Description of the task
The required output is a number: how many lines of the data below include the string "approved".
+++ Task data
PR #87373, opened 2024-01-19
Add `--log-file` command line argument to write output log to a file

### LINKED ISSUE #8803: Ability to write godot console output to log file

Creating a systemd service to run dedicated server

Not getting any log output neither `syslog` nor `file` or `append` type

https://github.com/godotengine/godot/issues/86785

Implementing --log /path/to/log.file in need of file logging states we working with file rather than redirect detection.
For logrotate important to handle SIGHUP to reopen log file.

I think as a future improvement same as predefined --headless parameter might be a good idea to have:

* --background (fork after start)
* --pid /path/to/pid.file (store process ID to be able to use `Type=forked` in systemd unit file it will help to restart process if it dies)

By specifying logging ability we must flush on every line of code

Unfortunately currently impossible to run godot in background and get to know what heppening

This is pretty basic feature and it needed for dedicated servers

Calinou:
This allows using a custom output path for the log file, with log rotation disabled. This works even if file logging is disabled in the project settings, or for the editor/project manager.

`--log-file`'s value can be an absolute path or relative to the project directory (similar to existing arguments like `--write-movie`).

Note that flushing stdout on print isn't forced in release builds (it still depends on the project setting's value). We may need a way to enforce this, but we already have a lot of CLI arguments exposed.

- This closes https://github.com/godotengine/godot-proposals/issues/8803.

### DIFF
--- a/doc/classes/ProjectSettings.xml
+++ b/doc/classes/ProjectSettings.xml
@@ -433,16 +433,18 @@
 			If canvas item redraw debugging is active, this will be the time the flash will last each time they redraw.
 		</member>
 		<member name="debug/file_logging/enable_file_logging" type="bool" setter="" getter="" default="false">
-			If [code]true[/code], logs all output to files.
+			If [code]true[/code], logs all output and error messages to files. See also [member debug/file_logging/log_path], [member debug/file_logging/max_log_files], and [member application/run/flush_stdout_on_print].
 		</member>
 		<member name="debug/file_logging/enable_file_logging.pc" type="bool" setter="" getter="" default="true">
 			Desktop override for [member debug/file_logging/enable_file_logging], as log files are not readily accessible on mobile/Web platforms.
 		</member>
 		<member name="debug/file_logging/log_path" type="String" setter="" getter="" default="&quot;user://logs/godot.log&quot;">
 			Path at which to store log files for the project. Using a path under [code]user://[/code] is recommended.
+			This can be specified manually on the command line using the [code]--log-file &lt;file&gt;[/code] [url=$DOCS_URL/tutorials/editor/command_line_tutorial.html]command line argument[/url]. If this command line argument is specified, log rotation is automatically disabled (see [member debug/file_logging/max_log_files]).
 		</member>
 		<member name="debug/file_logging/max_log_files" type="int" setter="" getter="" default="5">
-			Specifies the maximum number of log files allowed (used for rotation).
+			Specifies the maximum number of log files allowed (used for rotation). Set to [code]1[/code] to disable log file rotation.
+			If the [code]--log-file &lt;file&gt;[/code] [url=$DOCS_URL/tutorials/editor/command_line_tutorial.html]command line argument[/url] is used, log rotation is always disabled.
 		</member>
 		<member name="debug/gdscript/warnings/assert_always_false" type="int" setter="" getter="" default="1">
 			When set to [code]warn[/code] or [code]error[/code], produces a warning or an error respectively when an [code]assert[/code] call always evaluates to false.
--- a/main/main.cpp
+++ b/main/main.cpp
@@ -172,6 +172,7 @@ static bool editor = false;
 static bool project_manager = false;
 static bool cmdline_tool = false;
 static String locale;
+static String log_file;
 static bool show_help = false;
 static uint64_t quit_after = 0;
 static OS::ProcessID editor_pid = 0;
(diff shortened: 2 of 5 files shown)


main/main.cpp
```diff
@@ -1689,12 +1701,22 @@ Error Main::setup(const char *execpath, int argc, char *argv[], bool p_second_ph
 	GLOBAL_DEF("debug/file_logging/log_path", "user://logs/godot.log");
 	GLOBAL_DEF(PropertyInfo(Variant::INT, "debug/file_logging/max_log_files", PROPERTY_HINT_RANGE, "0,20,1,or_greater"), 5);
 
-	if (!project_manager && !editor && FileAccess::get_create_func(FileAccess::ACCESS_USERDATA) &&
-			GLOBAL_GET("debug/file_logging/enable_file_logging")) {
+	// If `--log-file` is used to override the log path, allow creating logs for the project manager or editor
+	// and even if file logging is disabled in the Project Settings.
+	if (FileAccess::get_create_func(FileAccess::ACCESS_USERDATA) &&
+			(!log_file.is_empty() || (!project_manager && !editor && GLOBAL_GET("debug/file_logging/enable_file_logging")))) {
```
akien-mga, line 1707: `--log-file` typically wouldn't be used to write to `user://`, but to a pass relative to the working directory, so I'm not sure the check for `ACCESS_USERDATA` makes sense / is enough.

misc/dist/shell/godot.fish
```diff
@@ -67,6 +67,7 @@ complete -c godot -l gpu-index -d "Use a specific GPU (run with --verbose to get
 complete -c godot -l text-driver -d "Set the text driver" -x
 complete -c godot -l tablet-driver -d "Set the pen tablet input driver" -x
 complete -c godot -l headless -d "Enable headless mode (--display-driver headless --audio-driver Dummy). Useful for servers and with --script"
+complete -c godot -l log-file -d "Write output/error log to the specified path instead of the default location defined by the project" -x
 complete -c godot -l write-movie -d "Writes a video to the specified path (usually with .avi or .png extension). --fixed-fps is forced when enabled" -x
```
akien-mga, line 71: To be consistent with other changes.
```suggestion
complete -c godot -l write-movie -d "Write a video to the specified path (usually with .avi or .png extension). --fixed-fps is forced when enabled" -x
```

akien-mga (approved):
Sounds like a good option to have, especially for when users struggling getting actual console output to debug issues on Windows. Would be worth checking to confirm that it works well for both the `.console.exe` wrapper and the normal `.exe`.

doc/classes/ProjectSettings.xml
```diff
@@ -433,16 +433,18 @@
 			If canvas item redraw debugging is active, this will be the time the flash will last each time they redraw.
 		</member>
 		<member name="debug/file_logging/enable_file_logging" type="bool" setter="" getter="" default="false">
-			If [code]true[/code], logs all output to files.
+			If [code]true[/code], logs all output and error messages to files. See also [member debug/file_logging/log_path], [member debug/file_logging/max_log_files] and [member application/run/flush_stdout_on_print].
```
AThousandShips, line 436:
```suggestion
			If [code]true[/code], logs all output and error messages to files. See also [member debug/file_logging/log_path], [member debug/file_logging/max_log_files], and [member application/run/flush_stdout_on_print].
```

AThousandShips (approved):

main/main.cpp
Calinou: I've tested an absolute path located outside `user://` and it worked fine, but I guess we can check for `ACCESS_FILESYSTEM` when the log path isn't empty.

YuriSizov (approved):
Seems to work fine on Windows with either `console.exe` or regular `exe`.

YuriSizov:
Thanks!

theromis:
@Calinou thank you for quick development, is it good idea to create different proposal for optional running godot in background, reopening log file on signal and having ability to have a PID file to run it as a service. Or better just leave it as is?

Calinou:
> @Calinou thank you for quick development, is it good idea to create different proposal for optional running godot in background, reopening log file on signal and having ability to have a PID file to run it as a service. Or better just leave it as is?

Yes, each of these items should be tracked in its *own* proposal. Please don't cram several unrelated items into a single proposal, as this makes it difficult to track them individually.

theromis:
Thank you, created
https://github.com/godotengine/godot-proposals/issues/8957
https://github.com/godotengine/godot-proposals/issues/8959
https://github.com/godotengine/godot-proposals/issues/8960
++++++
Response to the task
3